Big Data applied for automatic coding of censuses and surveys

Author

Conference

64th ISI World Statistics Congress - Ottawa, Canada

Format: IPS Abstract

Keywords: artificial intelligence

Abstract

Artificial Intelligence provides a computer program the ability to let it think and learn on its own. It simulates human intelligence but applied into machines to do tasks that humans do, but with a significant reduction in errors and risks. Taking this into account, the following Coding System is capable of automate variables and assign a code to them based on descriptors, in order to improve decision making in future encodings and increase data processing capacity in order to accelerate the obtention of statistical data and thus, display the country’s reality within a short time-span.
To describe how the system works, it is necessary to keep in mind that it is based on previous coded phases, so that when a case is repeated, it is resolved in the same way as the previous one.

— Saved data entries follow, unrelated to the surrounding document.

PR #1133, opened 2022-08-21
Update GreenLemon.md

wuyahuang:
The milestone 1 deliverable mentions ApprovalForAll and set_approval_for_all, however, these functions are not required because each token owner is a different, one-time encrypted address. So these two functions need to be removed.

We added 2 additional features to this milestone, which are both not mentioned by the deliverable. First, add function token_uri for users to query the link of NFT metadata. Secondly, we add an additional param into the message before hashing, which is the token nonce. Account nonce is unfit due to each token owner being a unique and one-time encrypted address. When an NFT is operated once, its corresponding token nonce is automatically added by 1. We think that token nonce can prevent replay attacks for signatures already sent to the blockchain.


Noc2 (approved):
Thanks for the update. I’m happy to approve this and share it with the rest of the team.

takahser (approved):

alxs (approved):

laboon (approved):

PR #813, opened 2021-06-25
cmd/run: Optimize 'enter' and 'run' in the non-fallback case

debarshiray:
Currently, the `enter` command involves two extra invocations of
`podman exec` to detect if the user's chosen shell and current working
directory are present inside the toolbox container. Each invocation is
sufficiently expensive to add a noticeable overhead to the `enter` and
`run` commands. Moreover, file system operations being inherently racy,
it's always better to detect errors and handle them instead of trying
to pre-emptively avoid them.

Therefore, this shuffles the code around to attempt the non-fallback
invocation, and then handle the errors by attempting a series of
fallbacks for the command and the current working directory.

Unfortunately, in case of a missing command, `capsh(1)` adds an extra
error message that seems difficult to get rid of:
```
  $ toolbox enter
  /bin/sh: /bin/zsh: No such file or directory
  Error: command /bin/zsh not found in container fedora-toolbox-34
  Using /bin/bash instead.
```

### DIFF
--- a/src/cmd/run.go
+++ b/src/cmd/run.go
@@ -36,6 +36,9 @@ var (
 		distro    string
 		release   string
 	}
+
+	runFallbackCommands = [][]string{{"/bin/bash", "-l"}}
+	runFallbackWorkDirs = []string{"" /* $HOME */}
 )
 
 var runCmd = &cobra.Command{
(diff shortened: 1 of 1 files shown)


src/cmd/run.go
```diff
@@ -299,48 +287,82 @@ func runCommand(container string,
...
+						workDir = currentUser.HomeDir
+					}
+
+					fmt.Fprintf(os.Stderr, "Using %s instead.\n", workDir)
+					runFallbackWorkDirsIndex++
+				} else {
+					err = fmt.Errorf("directory %s not found in container %s", workDir, container)
+					return err
+				}
+			} else {
```
debarshiray, line 344: We can't assume that an exit code of 127 from `podman exec` means that either the working directory or the command was absent. The given shell might also return with 127, which will get forwarded by `podman exec`, if the last command that was attempted inside the shell was absent. In such cases this will create a loop.

See https://github.com/containers/toolbox/pull/872

PR #814, opened 2021-06-25
Various miscellaneous fixes to the manuals

debarshiray:


doc/toolbox-run.1.md
```diff
@@ -13,13 +13,9 @@ toolbox\-run - Run a command in an existing toolbox container
...
 been created using the `toolbox create` command.
 
-`toolbox run` wraps around `podman exec` and by default passes several options
-to it. It allocates a tty, connects to stdin, runs the passed command as the
-current user in the current directory and shares common environmental
-variables.
-
-The executed command is wrapped in `capsh` that gets rid of all extra
-capabilities that could negatively affect the experience.
+On Fedora, the default container is known as `fedora-toolbox-N`, where N is
```
HarryMichal, line 16: This part is already mentioned in `tooöbox-create(1)`. Is it necessary to mention it here, too?

doc/toolbox-create.1.md
```diff
@@ -17,19 +17,21 @@ to interact with the container at any point.
...
+The container is created with `podman create`, and its entry point is set to
+`toolbox init-container`.
 
-If the host system is not recognized the used image will be `fedora-toolbox`.
+By default, a toolbox container is named after its corresponding image. If the
+image had a tag, then the tag is included in the name of the container, but
+it's separated by a hyphen, not a colon. A different name can be assigned by
+using the CONTAINER argument.
 
-Toolbox containers are primarily created in a way to be tightly integrated with
```
HarryMichal, line 31: I wouldn't drop completely the mention of toolbox containers not being secure.

HarryMichal (changes requested):
Thanks for the review. I highlighted a few points:

doc/toolbox-run.1.md
debarshiray: It's mentioned in `toolbox-create(1)` from the point of view of `create` - how the name of the image maps to that of the container. For a reader new to Toolbox that might still be a bit of a mental exercise.

A user will encounter the default naming scheme for containers very often, and the concept of a *default container* is very pervasive in Toolbox. So it's important to clearly explain it in the context of creating and using a container.

Generally, for technical documentation it's sometimes good to repeat the same thing if it's sufficiently important. Either to refresh the user's memory or to draw their attention to it. Having to traverse too many references can get disorienting.

HarryMichal: Very true. Thank you for the explanation!

doc/toolbox-create.1.md
debarshiray: First, if we really want to talk about security, then it's not nice to slip in a sentence like *not meant to be secure* in the middle of a second-level manual like `toolbox-create(1)`. It should really be mentioned a lot more clearly in somewhere more visible. Like `README.md` or `toolbox(1)`.

Second, words like *privileged* and *secure* are very loaded and have no meaning, unless they are clearly explained at some length. Casually mentioning those words in passing do no good, because everybody interprets them differently.

What's the definition of secure? How is it insecure? How is it insecure than any other software running on the system? Is Bash secure - it lets me run `rm -rf *`? Why are we even creating something that's insecure and hence harmful to our users?

We clearly mention what Toolbox does, the context in which it exists, and people can draw their own conclusions if that fits their definition of *secure*.

We can definitely have a section about what role Toolbox plays alongside things like OSTree-based OSes and Flatpak, because only then we can say something meaningful about security. However, that should be somewhere top-level like `README.md` or `toolbox(1)`, not `toolbox-create(1)`.

PR #818, opened 2021-06-29
tests: Made system tests non destructive

olivergs:
The tests are now non destructive.

What I've done is to setup the store configuration for podman and skopeo to save the data in a directory in the project dir when running the system tests.


test/system/000-setup.bats
```diff
@@ -2,6 +2,10 @@
 
 load 'libs/helpers'
 
+setup() {
+    _setup_containers_store
```
HarryMichal, line 6: I'd call `_setup_containers_store` as a part of the other setup functions since it is a requirement for all the tests to be non-destructible. Also, it is not pretty to call "private" functions from test files (of course, there are some exceptions - e.g., `000-setup.bats`, `000-teardown.bats`).

test/system/999-teardown.bats
```diff
@@ -2,6 +2,8 @@
 
 load 'libs/helpers'
 
+
```
HarryMichal, line 5: Nitpick: stray newline

test/system/libs/helpers.bash
```diff
@@ -2,15 +2,18 @@
 
 load 'libs/bats-support/load'
 
+# Helpful globals
+readonly PROJECT_DIR=${PWD}
+readonly IMAGE_CACHE_DIR="${PROJECT_DIR}/image-cache"
+readonly TEMP_STORAGE_DIR="${PROJECT_DIR}/test-storage-root"
+readonly ROOTLESS_PODMAN_STORE_DIR="$TEMP_STORAGE_DIR/storage"
```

A tool called Tabla Maestra is implemented, this table contains a list of previously codified descriptors, it also contains a list of words: synonyms, abbreviations, acronyms and misspellings that interact in the coding process.
To create the Tabla Maestra, conjunctions, articles, punctuation and quotation marks, dots or any other symbol other than letters are deleted. Then, the process of selection and coding of field descriptors such as: branch of economic activity, occupation, university degree, ethnicity and language starts, this data is obtained from the Census and Household Surveys. When all the data is obtained, the dictionaries are created. This process includes the selection of words with misspellings, abbreviations or acronyms as well as compound words and synonyms of descriptors what were obtained from field work.
The captured data is then coded by its lexemes, using one of the two methods: Equal or Similar. If all the words correspond with its coded counterpart, then it is Equal; but if the words are similar, use synonyms or the order of words is different, then the applied method is Similar.
The application of this system is based on Relational Database using Spark SQL and MLlib, which is a Machine Learning Library that is usable in Python to create learning algorithms such as classification, regression, clustering and collaborative filtering for data handling and statistics.
During the development of this system, prototypes were made, these included Relational Database designs in its first steps, as well as the comparison of the results forthcoming from this system versus the ones obtained through manual coding, in order to verify the accuracy of the coded information.
After the deployment and application of this Automatic Coding System, it is possible to acknowledge that manual coding time was reduced as well as the error rate in a significant manner, due to the fact that with manual coding, not all similar cases were resolved or catalogued in the same way, but thanks to the application of Artificial Intelligence, a standard was made. This standardized Tabla Maestra is also applicable to future surveys and Census that are coded in a similar manner.